Rendezvous with Literature

Photo by Cherry Laithang on Unsplash

Recently, a memory was sparked off in my head of a vast abyss, and floating in the pitchest black possible, alone,  with who knows what waiting to be discovered in its dark depths.

Thankfully – or sadly – all this was experienced between the covers of a book, the one I’m referring to is the slim volume with plenty of imagination, Arthur C. Clarke’s, wonderfully realised Rendezvous with Rama.

Rereading that particular chapter in the cold light of day didn’t have anywhere near the same impact as being cuddled up in bed, touch lamp on low, with the details of my peripheral vision suitably obscured, and reading to the soundtrack of a near all consuming silence.

The prose does retain some of its initial impact, however, especially when astronaut Commander Norton likens himself to Howard Carter about to enter tutankhamun’s undisturbed tomb, a striking visual, and such a human thing to grab onto in an outer space exploratory experience. Conveying both our smallness in the universe and our insatiable appetite to explore and see all there is.

The reader gets to experience that feeling of floating in nothingness, tens of kilometres of emptiness between you and anything else, the vulnerable feeling of being suspended in the vast unknown with only the imagination for company, before… well that would be spoiling a great story.

There is little else like that feeling of being so taken with a book that we find ourselves immersed in such positions that take us out of the real world.  Further on in the book, I had some trouble visualising the vastness of a particular image. This being a book of discovery, I won’t ruin anything for those intrepid voyagers who wonder at what is out there in the universe.

The four books of the Rama series (the three sequels co-written by Gentry Lee), as well as the four Space Odyssey books, beginning, of course, with the epic 2001: A Space Odyssey, which made a stunning film as well, are compelling science fiction reads. Anybody looking for a great reads in the genre will enjoy these works of his, especially.


8 Replies to “Rendezvous with Literature”

  1. Dear Ste J, Just to play with your thoughts a little, space is different from void, after all. Space contains things, void does not. And an abyss is a void, of sorts. Remember what Nietzsche said: “Be careful how long you look into the abyss, or you may find it looking back into you,” or words to that effect. Chilling thought!


    1. Perhaps, after so long they all mingle into one if the person is experiencing the glimpsing of one or the other (or the other one). I love a good Nietzsche quote, need to add him back to my reading list, as its been too long! I replied to your email off of my new email address so it may be biouncing around your junk mail if you haven’t already seen it.

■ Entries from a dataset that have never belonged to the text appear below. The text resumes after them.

Issue #647, opened 2023-03-14
INetworkQueryExtension::onAddRule needs to be called every onTick


japajoe:
As discussed on Discord, there appears to be a bug with the INetworkQueryExtension::addRule method. For example take this code

```cpp
for (INetwork *network : core->getNetworks())
{
    INetworkQueryExtension* query = queryExtension<INetworkQueryExtension>(network);

    if (query)
    {
        query->addRule("worldtime", "Monday 12:30");
    }
}   
```

The expected behavior is that you see the text **Monday 12:30** in the SA-MP client, but unless you call this method every onTick, it will not display/change at all. Initially I was calling the method in 1 seconds intervals but I noticed I couldn't see this value in the client. The solution was as I described earlier, to call it every onTick.

Edit: While trying to remove a rule with INetworkQueryExtension::removeRule I've noticed the same behavior, not sure whether this is intended or not.

ksenonadv:
addRule works properly.
The server is overwriting worldtime rule each time there's an update triggered by ICore::updateNetworks()

japajoe:
According to one of the devs on Discord it shouldn't work like this and he told me to open an issue. I don't have a dog in this race however but if this is the desired behavior then it should be documented.

Y-Less:
PR #661

AmyrAhmady:
Since Y_Less's PR is now closed, Fixed in PR: #683

japajoe:
Beautiful thanks.

PR #658, opened 2023-05-17
Remove shared buffer svprintf function and replace it with an AmxStringFormatter class

Hual:
Let people override server rules, fixing #647

### DIFF
--- a/Server/Components/LegacyNetwork/Query/query.cpp
+++ b/Server/Components/LegacyNetwork/Query/query.cpp
@@ -164,9 +164,9 @@ void Query::buildRulesBuffer()
 		writeToBuffer(output, rule.first.c_str(), offset, ruleNameLength);
 
 		// Write rule value
-		uint8_t ruleValueLength = static_cast<uint8_t>(rule.second.length());
+		uint8_t ruleValueLength = static_cast<uint8_t>(rule.second.first.length());
 		writeToBuffer(output, offset, ruleValueLength);
-		writeToBuffer(output, rule.second.c_str(), offset, ruleValueLength);
+		writeToBuffer(output, rule.second.first.c_str(), offset, ruleValueLength);
 	}
 }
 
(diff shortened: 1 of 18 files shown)


Y-Less:
The custom rules fix is fine, no issues there.

Replacing the shared string buffer with separate ones is also a good thing in theory, but I'm concerned about the effects of allocating and initialising a new 8192 element array in every native involving strings.  There's no way that two different pawn functions with this formatting can be called at the same time, the re-entrant functions like `CallLocalFunction` aren't formatted so they could be left as a shared buffer - either just the old code or a pawn-component-wide `AmxStringFormatter` instance. Alternatively `query->addRule` already makes a full copy of the strings, so having the buffers separate shouldn't contribute directly to this fix and so could be moved to a separate PR.

Y-Less:
If the formatting were moved to a separate PR it would be good if the new buffer were expandable, removing the length checks entirely.  And then a shared buffer would slowly grow to the largest string ever seen anywhere in a script.

Hual:
> The custom rules fix is fine, no issues there.
> 
> Replacing the shared string buffer with separate ones is also a good thing in theory, but I'm concerned about the effects of allocating and initialising a new 8192 element array in every native involving strings. There's no way that two different pawn functions with this formatting can be called at the same time, the re-entrant functions like `CallLocalFunction` aren't formatted so they could be left as a shared buffer - either just the old code or a pawn-component-wide `AmxStringFormatter` instance. Alternatively `query->addRule` already makes a full copy of the strings, so having the buffers separate shouldn't contribute directly to this fix and so could be moved to a separate PR.

Neither allocation nor initialization happens with static arrays, it would perform exactly the same

Y-Less:
Ok you're right about the initialisation, but the class is over 8kb.  It isn't dynamic allocation, but it's still a lot of stack every time.  However, without the initialisation overhead this is much less of a problem.

Y-Less (approved):

PR #659, opened 2023-05-18
Fix MoveObject & MovePlayerObject return type. Fix ping packet spam.

ksenonadv:


Server/Components/Pawn/Scripting/Object/Natives.cpp
```diff
@@ -110,7 +110,7 @@ SCRIPT_API(IsValidObject, bool(IObject* object))
 	return object != nullptr;
 }
 
-SCRIPT_API(MoveObject, float(IObject& object, Vector3 position, float speed, Vector3 rotation))
+SCRIPT_API(MoveObject, int(IObject& object, Vector3 position, float speed, Vector3 rotation))
```
Y-Less, line 113: I was surprised it was a float.

Y-Less (approved):

PR #660, opened 2023-05-20
Fixed possibility to load the same script more than once.

dev-karpov0:
User could load the same script more than once the following ways:

1) load script with and without extension
```
loadfs test_script
loadfs test_script.amx
```

2) load script by command `loadscript` with rel. path to script that contains different slashes, e.g.
```
loadscript filterscripts/test_script
loadscript filterscripts\test_script
```

Added new function `utils::CanonicaliseScriptName()` that canonized path to script and adds an extension to the name of the script if it is missing. This ensures that the `PawnScript::name_` will always contain the name + extension of script.

### DIFF
--- a/Server/Components/Pawn/utils.hpp
+++ b/Server/Components/Pawn/utils.hpp
@@ -804,21 +804,6 @@ inline bool Canonicalise(std::string path, std::string& result)
 	return ret;
 }
 
-inline bool CanonicaliseScriptName(const std::string& name, std::string& result)
-{
-	if (utils::Canonicalise(name, result))
-	{
-		// if the user just supplied a script name, add the extension
-		// otherwise, don't, as they may have supplied a full abs/rel path.
-		if (!utils::endsWith(result, ".amx"))
-		{
-			result.append(".amx");
-		}
-		return true;
-	}
-	return false;
-}
-
 inline bool GetCurrentWorkingDirectory(std::string& result)
 {
 	result.clear();
@@ -866,6 +851,22 @@ inline bool GetCurrentWorkingDirectory(std::string& result)
 }
 
 #endif
+	
+inline bool CanonicaliseScriptName(const std::string& name, std::string& result)
+{
+	if (utils::Canonicalise(name, result))
+	{
+		// if the user just supplied a script name, add the extension
+		// otherwise, don't, as they may have supplied a full abs/rel path.
+		if (!utils::endsWith(result, ".amx"))
+		{
+			result.append(".amx");
+		}
+		return true;
+	}
+	return false;
+}
+	
 }
 
 static const FlatHashMap<String, String> DeprecatedNatives {
--- a/Server/Components/Pawn/utils.hpp
+++ b/Server/Components/Pawn/utils.hpp
@@ -849,24 +849,30 @@ inline bool GetCurrentWorkingDirectory(std::string& result)
 	}
 	return ret;
 }
-
 #endif
-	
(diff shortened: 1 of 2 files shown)


Y-Less:
You can load scripts twice, and I've seen this exploited to reload a script by loading the second one first, sharing data between them, then closing the original.  I don't know if those weird exploits are worth preserving this behaviour for, but it is at least worth discussing.  Having said that, I've also seen this exploit done using relative paths like `loadfs ..\filterscripts\x` vs `loadfs x`, 
and we already fixed that so...

dev-karpov0:
> I've also seen this exploit done using relative paths like `loadfs ..\filterscripts\x` vs `loadfs x`, and we already fixed that so...

No, it's not fixed (at least in RC2 release).

>  I've seen this exploited to reload a script by loading the second one first, sharing data between them, then closing the original

It's quite useful way to save data while restarting scripts, but the way to reload scripts shouldn't be so weird.

I made this fix because I was getting errors when entering commands `reloadfs` and `reloadscript` (as if the scripts were not loaded). It was confusing until I figured out what was going on.

My config file looks like this:
```
"side_scripts": [
    "filterscripts\\script1.amx", 
    "filterscripts\\script2.amx", 
]
```
Entering `reloadfs script1` results an error.
In Windows it's impossible to reload script by `reloadfs` if you use `\\` slash in config, only by `reloadscript` like that: `reloadscript filterscripts\script1.amx`. If script name (in config) given with extension you must also specify that ext. in command. Otherwise it results an error.

Y-Less:
> No, it's not fixed (at least in RC2 release).

Oh, well then...

> It's quite useful way to save data while restarting scripts, but the way to reload scripts shouldn't be so weird.

In that case I'd agree.  Fix this so `.amx` or not makes no difference and keep the `../` trick.  Not reloading scripts because you did or didn't use the extension is just weird as you say, but explicitly bypassing the system by using `../` is a deliberate act we should allow IMHO.

dev-karpov0:
The last commit is ready for review. 
FIxed `/`, `\` in path and now specifying (or not) the extension when (re)loading script not results an error if script was loaded with (or without) it.

Server/Components/Pawn/utils.hpp
```diff
@@ -849,8 +849,30 @@ inline bool GetCurrentWorkingDirectory(std::string& result)
 	}
 	return ret;
 }
-
 #endif
+inline void NormalizeScriptName(std::string name, std::string& result)
+{
+#ifdef WIN32
```
Zorono: since open.mp can be compiled as 64 bit binary..
it is preferred to be:
```c++
#if defined(_WIN32) || defined(WIN32) || defined(__WIN32__) || defined(_WIN64) || defined(WIN64) || defined(__WIN64__)
```

dev-karpov0: Thank you!

Server/Components/Pawn/utils.hpp
```diff
@@ -852,7 +857,7 @@ inline bool GetCurrentWorkingDirectory(std::string& result)
 #endif
 inline void NormalizeScriptName(std::string name, std::string& result)
```
AmyrAhmady: One last thing in here, rename it to `Normalise` since the entire code base is based on UK English, then I'll do a full review, thanks

AmyrAhmady (dismissed):

Y-Less (approved):

PR #800, opened 2023-12-05
Update player_pool.hpp

akosd127:
Fix #792

### DIFF
--- a/Server/Source/player_pool.hpp
+++ b/Server/Source/player_pool.hpp
@@ -1663,8 +1663,8 @@ struct PlayerPool final : public IPlayerPool, public NetworkEventHandler, public
 				addressString.data(),
 				port,
 				player.poolID);
-			playerConnectDispatcher.dispatch(&PlayerConnectEventHandler::onIncomingConnection, peer, addressString, port);
 		}
+		playerConnectDispatcher.dispatch(&PlayerConnectEventHandler::onIncomingConnection, peer, addressString, port);
 		// Don't process player, about to be disconnected
 		if (player.kicked_)
 		{
--- a/Server/Source/player_pool.hpp
+++ b/Server/Source/player_pool.hpp
@@ -1655,14 +1655,16 @@ struct PlayerPool final : public IPlayerPool, public NetworkEventHandler, public
 		PeerAddress::AddressString addressString;
 		PeerAddress::ToString(player.netData_.networkID.address, addressString);
 		uint16_t port = player.netData_.networkID.port;
-		core.logLn(
-			LogLevel::Message,
-			"[connection] incoming connection: %s:%d id: %d",
-			addressString.data(),
-			port,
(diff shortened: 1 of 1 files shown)


Hual:
It would be nice if you would test your code before making a PR

Server/Source/player_pool.hpp
```diff
@@ -1655,14 +1655,16 @@ struct PlayerPool final : public IPlayerPool, public NetworkEventHandler, public
...
 		uint16_t port = player.netData_.networkID.port;
-		core.logLn(
-			LogLevel::Message,
-			"[connection] incoming connection: %s:%d id: %d",
-			addressString.data(),
-			port,
-			player.poolID);
-		playerConnectDispatcher.dispatch(&PlayerConnectEventHandler::onIncomingConnection, peer, addressString, port);
-
+		if (config.getBool("logging.log_connection_messages"))
```
Hual, line 1658: getBool returns a pointer that needs to be dereferenced

Server/Source/player_pool.hpp
```diff
@@ -1655,14 +1655,16 @@ struct PlayerPool final : public IPlayerPool, public NetworkEventHandler, public
...
+		{
+			core.logLn(
+				LogLevel::Message,
+				"[connection] incoming connection: %s:%d id: %d",
+				addressString.data(),
+				port,
+				player.poolID);
+			playerConnectDispatcher.dispatch(&PlayerConnectEventHandler::onIncomingConnection, peer, addressString, port);
```
Hual: calling the event shouldn't be in the if statement

Hual (changes requested):

Server/Source/player_pool.hpp
akosd127: I'm sorry if I did something wrong. I just copied your code thinking it was the right way. please fix it properly and add it to the master branch. Unfortunately, English is not my native language and I don't work in IT, I'm just an avid fan

akosd127 (commented):
check please

Server/Source/player_pool.hpp
```diff
@@ -1655,14 +1655,16 @@ struct PlayerPool final : public IPlayerPool, public NetworkEventHandler, public
 		PeerAddress::AddressString addressString;
 		PeerAddress::ToString(player.netData_.networkID.address, addressString);
 		uint16_t port = player.netData_.networkID.port;
-		core.logLn(
-			LogLevel::Message,
-			"[connection] incoming connection: %s:%d id: %d",
-			addressString.data(),
-			port,
-			player.poolID);
+		if (config.getBool("logging.log_connection_messages"))
```
Hual, line 1658: This should be *config.getBool(), same with the disconnect message; not sure how that one got in

Hual (changes requested):

Issue #797, opened 2023-12-02
weaponid isn't validated in basic synchronization types


NexiusTailer:
**Describe the bug**
A simple yet still unnoticed problem is that weaponid isn't validated as valid weapon id inside onfoot, driver and passenger synchronization sent by any player. This is pretty critical as GetPlayerWeapon is usually used as an array index.

**To Reproduce**
Spoof any type of sync (onfoot, driver or passenger) with invalid weaponid which is not in range of [0-18, 22-46] and it will be passed to GetPlayerWeapon which you can print right in OnPlayerUpdate to easily see when it reaches the server.

Important note is to send non-valid weaponid, but it should fit the datatype by its value (weapons can be 0-63 due to size of data in the bitstream argument, so send something more than 46 and less than 64).

**Expected behavior**
Is this case, SA-MP server just reset weaponid to 0 and the whole packet processes as usual.

**Screenshots and/or logs**
Could send my crashdetect log when I firstly discovered this issue ha-ha

**Release version**
v1.1.0.2612

BeckzyBoi:
Is this how some cheaters can use Minigun amongst other weapons in my server without it being detected (I'm using GetPlayerWeapon in OnPlayerUpdate to detect them)? I also wonder what GetPlayerWeaponData reports...

NexiusTailer:
No it's not about weapon hack working, it is a flaw related to the lack of validation for the **sane** values sent by clients updating their holding weapon. The worst result it can bring is tons of out-of-bounds runtime errors inside any functions where you used GetPlayerWeapon as an array index. Which is still a critical thing, isn't it?

> I also wonder what GetPlayerWeaponData reports...

GetPlayerWeaponData represent weapons update sync i.e. all weapons and ammo that the player has in every slot (while GetPlayerWeapon is just a "marker" which weapon from all those is in hands right now).

PR #804, opened 2023-12-09
Weapon validity check in foot, passenger, and vehicle sync, and Give/TakeDamage events

### LINKED ISSUE #600: Validation in OnPlayerGiveTakeDamage
https://github.com/openmultiplayer/open.mp/blob/dcd0190a91e67c99217e8ed3254baeb86733a0e4/Server/Source/player_pool.hpp#L215

https://github.com/openmultiplayer/open.mp/blob/dcd0190a91e67c99217e8ed3254baeb86733a0e4/Server/Source/player_pool.hpp#L249

These lines should have validate weapon IDs under TakeDamage and GiveDamage parts of the callback, but SA-MP client can send OnPlayerTakeDamage with a wider range of weapon IDs than in OnPlayerGiveDamage: damage can be taken by **reason**, while can be given by **weapon**.

The valid reasons for OnPlayerTakeDamage are:
0..18, 22..46, 49..54 (including 52, it's half-valid despite the samp docs says)

The valid weapon IDs for OnPlayerGiveDamage are:
0..18, 22..46

AmyrAhmady:
Fixes #600 and #797

### DIFF
--- a/Server/Source/player_pool.hpp
+++ b/Server/Source/player_pool.hpp
@@ -213,7 +213,17 @@ struct PlayerPool final : public IPlayerPool, public NetworkEventHandler, public
 					{
 						return false;
 					}
-					if (!from->areWeaponsAllowed() && 0 < onPlayerGiveTakeDamageRPC.WeaponID && onPlayerGiveTakeDamageRPC.WeaponID <= 47)
+
+					auto slot = WeaponSlotData(onPlayerGiveTakeDamageRPC.WeaponID).slot();
+					if (slot == INVALID_WEAPON_SLOT)
+					{
+						if (onPlayerGiveTakeDamageRPC.WeaponID < 49 || onPlayerGiveTakeDamageRPC.WeaponID > 54)
+						{
+							return false;
+						}
+					}
+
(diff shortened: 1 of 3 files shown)


Server/Source/player_pool.hpp
```diff
@@ -213,7 +213,17 @@ struct PlayerPool final : public IPlayerPool, public NetworkEventHandler, public
 					{
 						return false;
 					}
-					if (!from->areWeaponsAllowed() && 0 < onPlayerGiveTakeDamageRPC.WeaponID && onPlayerGiveTakeDamageRPC.WeaponID <= 47)
+
+					auto slot = WeaponSlotData(onPlayerGiveTakeDamageRPC.WeaponID).slot();
+					if (slot == INVALID_WEAPON_SLOT)
+					{
+						if (onPlayerGiveTakeDamageRPC.WeaponID < 49 || onPlayerGiveTakeDamageRPC.WeaponID > 54)
```
Hual: What does this check do? It seems to skip some weapon IDs that are only valid for death reasons but then it doesn't skip Connect, Disconnect, Suicide?

NexiusTailer: > What does this check do? It seems to skip some weapon IDs that are only valid for death reasons but then it doesn't skip Connect, Disconnect, Suicide?

It's actually damage reasons and they are not the same with death reasons just because of 200+ IDs (connect, disconnect, suicide).

ksenonadv (approved):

  2. Interesting, although that’s not that kind of book we use to read. But it always important to read something new.
    Thanks for sharing
    The Fab Four of Cley
    🙂 🙂 🙂 🙂


    1. Agreed, recently I picked up Systematic and Philosophical Theology, purely for something different to add to my thoughts. Expansion of the mind in all forms is always a good thing.


  3. I’ve never read sci-fi, but perhaps this would be a good one to start with. My husband, though, is a huge sci-fi fan, and has piles of them lying around. Our son prefers space operas. I’m wondering if I will find this book floating around in our bookshelves somewhere. Will have to check.


    1. I hope you do, it’s short, and the characters are a little bit two dimensional but the imagination is, excuse the pun, stellar. Solaris is another book that is really good as well, if you fancy dipping into a bit more Sci-Fi.

      Liked by 1 person

  4. Excellent review! I asked my husband if he had read ‘Rendezvous With Rama’ and of course he has, being a sci-fi enthusiast. He read your review and agrees with all you say about the book. When we first met he lent me ‘Childhood’s End’ by Arthur C Clarke which is another seminal book (my husband’s words).


    1. I enjoyed Childhood’s End too. Proper Sci-Fi is something that I tend to watch more than read, which is something I should rectify at some point, although I do indulge in the odd lighter Doctor Who book.